PR #1337, opened 2025-02-05
Expand `evidences`

jonrau-at-queryai:
#### Description of changes:

* Adds `resource_details` to `evidences`. This allows producers/mappers to account for cloud-based resources and other generic resources that does not fit well within `device` or `network_endpoint`. For instance, the [`amazonResourceEvidence`](https://learn.microsoft.com/en-us/graph/api/resources/security-amazonresourceevidence?view=graph-rest-1.0) evidence type in the Microsoft Graph Security List Alerts V2 API.
* Adds `name` to `evidences`. In various upstream platforms such as Microsoft Graph and CrowdStrike, there are either naming conventions for the *type* of evidence (e.g., `amazonResourceEvidence`) or an actual display name or direct name such as the `display_name` value within Behaviors associated with Incidents in CrowdStrike Falcon. Microsoft Defender also has an array of `evidence` associated with their alerts that each contain the `entityType` key which identities the name of the evidence.
* Adds `uid` to `evidences` much for the same reason as `name`. Platforms often have a GUID of some sort identifying the specific evidence associated with an alert such as `activity_id` associated with Crowdstrike Falcon Alerts which is the smallest "unit" of alerting/detection data. Likewise, the Behaviors associated with CrowdStrike Falcon Incidents each have their own `behavior_id` which ties them to the Incident ID itself.
* Adds `verdict` and `verdict_id` to `evidences` to normalize similar values in other systems. In every single Evidence type within Microsoft Graph Security Alerts, there is a `verdict` enumeration. Likewise, Microsoft Defender for Graph Alerts have `evidence` arrays with each one containing a `DetectionStatus` to denotes if something was a FP, TP, or otherwise.

### DIFF
--- a/CHANGELOG.md
+++ b/CHANGELOG.md
@@ -78,12 +78,12 @@ Thankyou! -->
   1. Added `isp`, `isp_org` to `network_endpoint` & `whois` objects. #1351
   1. Reduced requirement of `standards` to recommended in the `compliance` object. #1352
   1. Updated MITRE `attack`, `tactic`, `technique`, `subtechnique` captions, descriptions, references to include MITRE ATLAS. Used standard requirements for `_entity` extended objects. #1355.
-  1. Added `name`, `resources`, `uid`, `verdict`, and `verdict_id` to `evidences`. #1337
 
 ### Misc
   1. Updated description of `config_state` to reflect the addition of the `assessments` object. #1343
   1. Updated description of `hw_info.uuid` to clarify usage especially in presence of new `device.udid` field. #1354
   1. Updated dictionary descriptions and references of MITRE `attacks`, `tactic`, `technique`, `subtechnique`. #1355
+  1. Added `name`, `resources`, `uid`, `verdict`, and `verdict_id` to `evidences`. #1337
 
 ### Deprecated
 1. Deprecated usage of `isp` attribute in the `location` object. #1351
--- a/CHANGELOG.md
+++ b/CHANGELOG.md
@@ -79,14 +79,14 @@ Thankyou! -->
   1. Reduced requirement of `standards` to recommended in the `compliance` object. #1352
   1. Updated MITRE `attack`, `tactic`, `technique`, `subtechnique` captions, descriptions, references to include MITRE ATLAS. Used standard requirements for `_entity` extended objects. #1355.
 
+### Deprecated
+1. Deprecated usage of `isp` attribute in the `location` object. #1351
+
 ### Misc
   1. Updated description of `config_state` to reflect the addition of the `assessments` object. #1343
   1. Updated description of `hw_info.uuid` to clarify usage especially in presence of new `device.udid` field. #1354
   1. Updated dictionary descriptions and references of MITRE `attacks`, `tactic`, `technique`, `subtechnique`. #1355
   1. Added `name`, `resources`, `uid`, `verdict`, and `verdict_id` to `evidences`. #1337
-
-### Deprecated
-1. Deprecated usage of `isp` attribute in the `location` object. #1351
 
 ## [v1.4.0] - January 31st, 2025
 
--- a/CHANGELOG.md
+++ b/CHANGELOG.md
@@ -80,7 +80,7 @@ Thankyou! -->
   1. Updated MITRE `attack`, `tactic`, `technique`, `subtechnique` captions, descriptions, references to include MITRE ATLAS. Used standard requirements for `_entity` extended objects. #1355.
 
 ### Deprecated
-1. Deprecated usage of `isp` attribute in the `location` object. #1351
+  1. Deprecated usage of `isp` attribute in the `location` object. #1351
 
 ### Misc
   1. Updated description of `config_state` to reflect the addition of the `assessments` object. #1343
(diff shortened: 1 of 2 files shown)


objects/evidences.json
```diff
@@ -72,6 +76,10 @@
       "description": "Describes details about the DNS query associated to the activity that triggered the detection.",
       "requirement": "recommended"
     },
+    "resources": {
```
floydtree, line 79: I we should distinguish between this and the top level `resources` array that we have in this class

objects/evidences.json
```diff
@@ -107,6 +127,7 @@
       "file",
       "process",
       "query",
+      "resource_details",
```
floydtree, line 130: `resources`

objects/evidences.json
```diff
@@ -84,13 +92,25 @@
...
+    },
     "url": {
       "description": "The URL object that pertains to the event or object associated to the activity that triggered the detection.",
       "requirement": "recommended"
     },
     "user": {
       "description": "Describes details about the user that was the target or somehow else associated with the activity that triggered the detection.",
       "requirement": "recommended"
+    },
+    "verdict": {
```
floydtree, line 107: Each evidence object in the array, needing a `verdict/verdict_id` is bound to create some confusion, look at the enum and each item's descriptions - 
Screenshot 2025-02-06 at 10 56 18

Do these enum items really make sense for each evidence?

floydtree (changes requested):

objects/evidences.json
jonrau-at-queryai: They do, since each evidence can have a different status.

Here is `evidenceVerdict` for Defender Alerts of all types
image

And here it is for MDE Alert Evidence specifically. These can be null (Insufficient Data), Detected can map to Suspicious, and there are a few other states as well .

image

CrowdStrike Falcon Detections can also contain these in the status `new`, `true_positive`, `false_positive`, etc.
image

floydtree: In Defender's case, feels a bit weird to read `No Threat was detected, this evidence is benign` to be then included as an `evidence` in the Detection Finding. Why even include it, lol. Perhaps the way they use the term evidence is a bit different that we use it. complete activities vs artifacts of activities that triggered the detection.

In any case, if you are looking to the verdict pair to the evidence object, the enum item descriptions will need to be overridden. The entity these descriptions refer to is an "incident" right now.

And,
In Falcon's case - Status of the detection is a bit different than what you have - a verdict for each evidence
Note that you can embellish the Detection Finding event class with verdict/verdict_id by applying the `Incident` profile to the event, which appears to be more appropriate for this case.

jonrau-at-queryai: I selected `verdict_id` just because it covered the intent behind all of the upstream well enough. Because it's a bit of a mix between status/state/verdict.

These are also independent of the overall even. I'd normalize all of them into Detection Finding to capture the status of the overall "thing" (Alert, Incident, Detection, Event) and then each evidence type that supports the overall function goes into it.

You can see that in Defender where some of the behaviors that are "business as usual" get caught up in the Alerting timeline, so it's useful to have each set of evidences annotated

objects/evidences.json
pagbabian-splunk: I'm assuming you mean to make it more specific to its description as a Cloud Resource.

If so, I suggest we override the caption within the object, so that `resources` doesn't say `Resource Details Array` which threw me at first: I thought it was details about some specific resource that was already present, which would have been ambiguous within the list of other resources.

If we override the caption to reflect what the intent is, Cloud Resources, or even Other Cloud Resources, we aren't detailing something specific but rather using the object for "other" resources in the cloud that we don't/can't have specific objects for.

pagbabian-splunk:
Very minor - since you are adding `name` and `uid` (even though they are specific to the object), should we consider that `evidences` extends `_entity` rather than `object`? Practically it won't matter, but your description above on how it is mapped to Sentinel or any log that identifies a specific piece of evidence with a name and ID, would make it an entity by our taxonomy, although that may not be your intent.

CHANGELOG.md
```diff
@@ -78,16 +78,16 @@ Thankyou! -->
   1. Added `isp`, `isp_org` to `network_endpoint` & `whois` objects. #1351
   1. Reduced requirement of `standards` to recommended in the `compliance` object. #1352
   1. Updated MITRE `attack`, `tactic`, `technique`, `subtechnique` captions, descriptions, references to include MITRE ATLAS. Used standard requirements for `_entity` extended objects. #1355.
+  1. Added `name`, `resources`, `uid`, `verdict`, and `verdict_id` to `evidences`. #1337
+
+### Misc
```
floydtree, line 83: the ### Misc change seems unnecessary? bound to create more conflicts with other PRs, lol

floydtree (changes requested):

CHANGELOG.md
jonrau-at-queryai: What do you mean? isn't it always there?

floydtree: Check the diff, looks like you moved its position

floydtree (approved):

query-jeremy (approved):

mikeradka (approved):

Issue #1024, opened 2024-04-09
status_details should have a sibling enum attribute


pagbabian-splunk:
Currently, we have 4 status related attributes: `status_id`, `status`, `status_code`, `status_details`. not counting `http_status` which is tied to the spec.

`status_details` should have a sibling enum attribute that can be defined within specific classes, with a 'See specific usage` description clause.

The example that exemplified this is in the Authentication class where we suggest via description examples, `status_details` values:
For `status_id` = "Failure"

USER_DOES_NOT_EXIST
INVALID_CREDENTIALS
ACCOUNT_DISABLED
ACCOUNT_LOCKED_OUT
PASSWORD_EXPIRED

For `status_id` = "Success"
______
Exercise → From the top of the material above, print every line exactly, ending with the line that holds "#### Description of".

Output of the task →
PR #1337, opened 2025-02-05
Expand `evidences`

jonrau-at-queryai:
#### Description of changes:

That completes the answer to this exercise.